Understanding the Nature of Point Cloud Data

Point cloud data plays a crucial role in various 3D technologies. This blog post introduces this data format, explaining how it represents objects and scenes as collections of 3D points. We’ll delve into the unique properties of point clouds, including their unordered nature and rich information content.

This is the first part of the Point Cloud Fundamentals topic in Deep Learning Techniques in Point Clouds series.

Point cloud data represents a collection of points in space, typically defined by their X, Y, and Z coordinates.
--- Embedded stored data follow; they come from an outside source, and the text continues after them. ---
PR #248, opened 2026-05-06
arcv: Add floats for double load/store fusion

MichielDerhaeg:


MichielDerhaeg:
Superseded by https://github.com/foss-for-synopsys-dwc-arc-processors/gcc/pull/192

PR #249, opened 2026-05-07
RISC-V: Don't emit cm.popret when zcmp + zicfiss is enabled

MichielDerhaeg:


MichielDerhaeg:
Cherry-picked from upstream: 83893a498ed39de5f46a872a94892fa3507a9148

PR #250, opened 2026-05-08
arcv: simplify arcv_next_fusible_insn

exur00:
The removed checks were impossible to trigger, !NONDEBUG_INSN_P checked that already. The early are moved forward because they were unreachable.


MichielDerhaeg (approved):
Ok if ci passes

This collection of points represents the external surface of objects or scenes in 3D space. Point clouds are fundamentally unordered; the points are listed without any inherent structure, and changing the order of the points does not change the represented scene or object. This lack of order poses a challenge for certain computational processes, such as deep learning techniques like convolutional neural networks (CNNs), which are traditionally applied to ordered, structured data​​.

Point clouds can include not only the position of points but also additional features such as surface normals, RGB values, and reflective intensity, making them a versatile format for representing the 3D world. This versatility has led to their widespread application across various fields, including robotics, autonomous vehicles, augmented and virtual reality, and industrial purposes like manufacturing and building rendering​​​​.
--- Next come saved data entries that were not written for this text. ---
PR #586, opened 2026-09-16
lib: set: support port ranges in set elements

### LINKED ISSUE #562: Port range in sets

Jeevankumar-s:
## Summary

Add support for port ranges in single-component sets.

Port ranges such as 27-30 are parsed using the existing BF_MATCHER_RANGE matcher and expanded into individual set elements before being inserted into the set.

For example:

(tcp.dport) in { 11; 22; 27-30 }

is stored as the equivalent of:

{ 11; 22; 27; 28; 29; 30 }

Ranges in multi-component set keys are intentionally rejected.

## Related issue

Fixes #562

Fixes #

## Testing

Added unit tests for:

valid port ranges
boundary values
invalid/reversed ranges
multi-component range rejection

Ran:

make -C build test_bin test

Result: 121/122 tests passed.

All unit, integration, and e2e tests passed. The only failure is check.lint, caused by existing clang-tidy warnings in unchanged files. The modified set.c passes clang-tidy.

## Notes for the reviewer

Kept the change limited to single-component sets and reused the existing range parser instead of adding separate parsing logic.

## AI disclosure

I used AI to help understand the codebase and review the implementation. I reproduced the issue, reviewed the changes, and ran the tests locally.

## Checklist

- [ ] `make -C $BUILD test_bin test` passes and the code follows the style guide


src/libbpfilter/set.c
```diff
@@ -199,6 +203,55 @@ int bf_set_add_elem_raw(struct bf_set *set, const char *raw_elem)
...
+
+            if (set->n_comps != 1) {
+                return bf_err_r(
+                    -EINVAL,
+                    "ranges are not supported in multi-component set keys");
+            }
+
+            r = range_ops->parse(set->key[comp_idx], BF_MATCHER_RANGE, bounds,
+                                 token);
+
```
qdeslandes: No empty line here.

qdeslandes (changes requested):
Thanks for working on this!

Your implementation forces the specific behaviour of an edge-case (port range in set) over all the sets being processed. One example of this is `range_ops = bf_matcher_get_ops()` for each component of the value: we don't need to fetch the ops for every component as, by definition, a set we 2+ components won't be eligible for sets expansion.

Instead, I would suggest:
- Before the while loop over the value components, define `range_ops`, and call `bf_matcher_get_ops()` if: the key is a single component, this component is a port.
- Within the loop: if `range_ops` AND `strchr(token, '-')`, process the range. This will ensure we only run `strchr()` if we _might_ have a range, not for all cases (which is what is done here, because `strchr` runs before `range_ops` is checked.
- The logic used to expand the range should be moved to a static function.

Additionally:
- You need to update the documentation to reflect this change
- Your commit lacks a body describing its purpose
- You need to test edge cases: range at the beginning of the set, and in the middle. You only test when the range is the last element

tests/unit/libbpfilter/set.c
```diff
@@ -281,6 +281,60 @@ static void new_from_raw_multiple_keys(void **state)
...
+{
+    _free_bf_set_ struct bf_set *set = NULL;
+
+    (void)state;
+
+    assert_err(bf_set_new_from_raw(&set, "test", "(tcp.dport)", "{27-17}"));
+
+    assert_err(bf_set_new_from_raw(&set, "test", "(tcp.dport)", "{27-}"));
+
+    assert_err(bf_set_new_from_raw(&set, "test", "(tcp.dport)", "{-17}"));
```
qdeslandes, line 337: No need for newlines.

src/libbpfilter/set.c
```diff
@@ -199,6 +203,55 @@ int bf_set_add_elem_raw(struct bf_set *set, const char *raw_elem)
...
+                if (!range_elem) {
+                    return bf_err_r(-ENOMEM,
+                                    "failed to allocate a new set element");
+                }
+
+                (void)snprintf(value_str, sizeof(value_str), "%u", value);
+
+                r = ops->parse(set->key[comp_idx], BF_MATCHER_IN, range_elem,
+                               value_str);
+
```
qdeslandes: No empty line here.

qdeslandes (changes requested):

Jeevankumar-s:
> Thanks for working on this!
> 
> Your implementation forces the specific behaviour of an edge-case (port range in set) over all the sets being processed. One example of this is `range_ops = bf_matcher_get_ops()` for each component of the value: we don't need to fetch the ops for every component as, by definition, a set we 2+ components won't be eligible for sets expansion.
> 
> Instead, I would suggest:
> 
> * Before the while loop over the value components, define `range_ops`, and call `bf_matcher_get_ops()` if: the key is a single component, this component is a port.
> * Within the loop: if `range_ops` AND `strchr(token, '-')`, process the range. This will ensure we only run `strchr()` if we _might_ have a range, not for all cases (which is what is done here, because `strchr` runs before `range_ops` is checked.
> * The logic used to expand the range should be moved to a static function.
> 
> Additionally:
> 
> * You need to update the documentation to reflect this change
> * Your commit lacks a body describing its purpose
> * You need to test edge cases: range at the beginning of the set, and in the middle. You only test when the range is the last element

Thanks for the review! I've updated the implementation based on your feedback, moved the range handling out of the component loop, extracted the expansion logic into a helper, added the missing edge-case tests and documentation, and updated the commit message. I've also added a test for rejecting extra components after a range. Ready for another look when you have time.

qdeslandes:
@claude review

doc/usage/bfcli.rst
```diff
@@ -519,6 +519,27 @@ Here is an example:
...
+
+    set ports (tcp.dport) in { 11; 22; 27-30 }
+
+This is equivalent to:
+
+.. code:: shell
+
+    set ports (tcp.dport) in { 11; 22; 27; 28; 29; 30 }
+
+Each range is expanded into individual set elements. Duplicate ports, including those introduced by overlapping ranges, are stored only once. Ranges are supported in both named and anonymous sets.
```
qdeslandes: This line can be dropped.

src/libbpfilter/set.c
```diff
@@ -157,10 +160,53 @@ static int _bf_set_parse_key(const char *raw_key, enum bf_matcher_type *key,
...
+        if (r) {
+            return bf_err_r(r, "failed to parse expanded range value '%s'",
+                            value_str);
+        }
+
+        r = bf_hashset_add(&set->elems, &range_elem);
+        if (r == -EEXIST)
+            continue;
+        if (r)
+            return bf_err_r(r, "failed to insert element into set");
```
qdeslandes, line 183: What you do here:
1. Parse the range
2. Loop over the values in the range
3. Convert each value back to a string
4. Parse the value to insert it in the set

Don't you think some of those steps can be skipped? We should not convert the values to string to the parse them again.

qdeslandes (changes requested):
Few nits, otherwise LGTM :)

src/libbpfilter/set.c
```diff
@@ -180,6 +226,13 @@ int bf_set_add_elem_raw(struct bf_set *set, const char *raw_elem)
     if (!elem)
         return bf_err_r(-ENOMEM, "failed to allocate a new set element");
```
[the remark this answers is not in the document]
qdeslandes: `BF_MATCHER_META_SPORT` and `BF_MATCHER_META_DPORT` now support sets, you can allow them here.

qdeslandes (changes requested):

Jeevankumar-s:
Thanks for the review @qdeslandes! Updated the range expansion to insert parsed values directly without converting them back to strings. I also added meta.sport and meta.dport support after syncing with the latest main, and cleaned up the docs as suggested. Relevant unit and matcher tests are passing.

However, point clouds are inherently irregular and unstructured. The points are not evenly sampled across different regions of an object or scene, resulting in areas with varying densities of points. This irregularity and the lack of a fixed distance between neighboring points contrast with more structured data types, such as pixel arrays in images, where each pixel is regularly spaced on a 2D grid​​.

Given these characteristics, working directly with point clouds presents computational and mathematical challenges, especially when attempting to apply machine learning algorithms designed for structured data. These challenges have spurred the development of various techniques to process and analyze point cloud data effectively, including methods for converting point clouds into more structured forms that are amenable to traditional deep learning approaches​​.

Three points example

The following scripts define and manipulate a simple point cloud structure in Python. A point cloud is represented here as a list of dictionaries, where each dictionary corresponds to a single point in 3D space. The attributes of each point include its spatial coordinates (X, Y, Z), a color value in RGB format, and a surface normal vector (nx, ny, nz). Surface normals are essential for various 3D processing tasks as they represent the orientation of the surface at each point, which can be crucial for lighting calculations in graphics or for determining object boundaries in computer vision.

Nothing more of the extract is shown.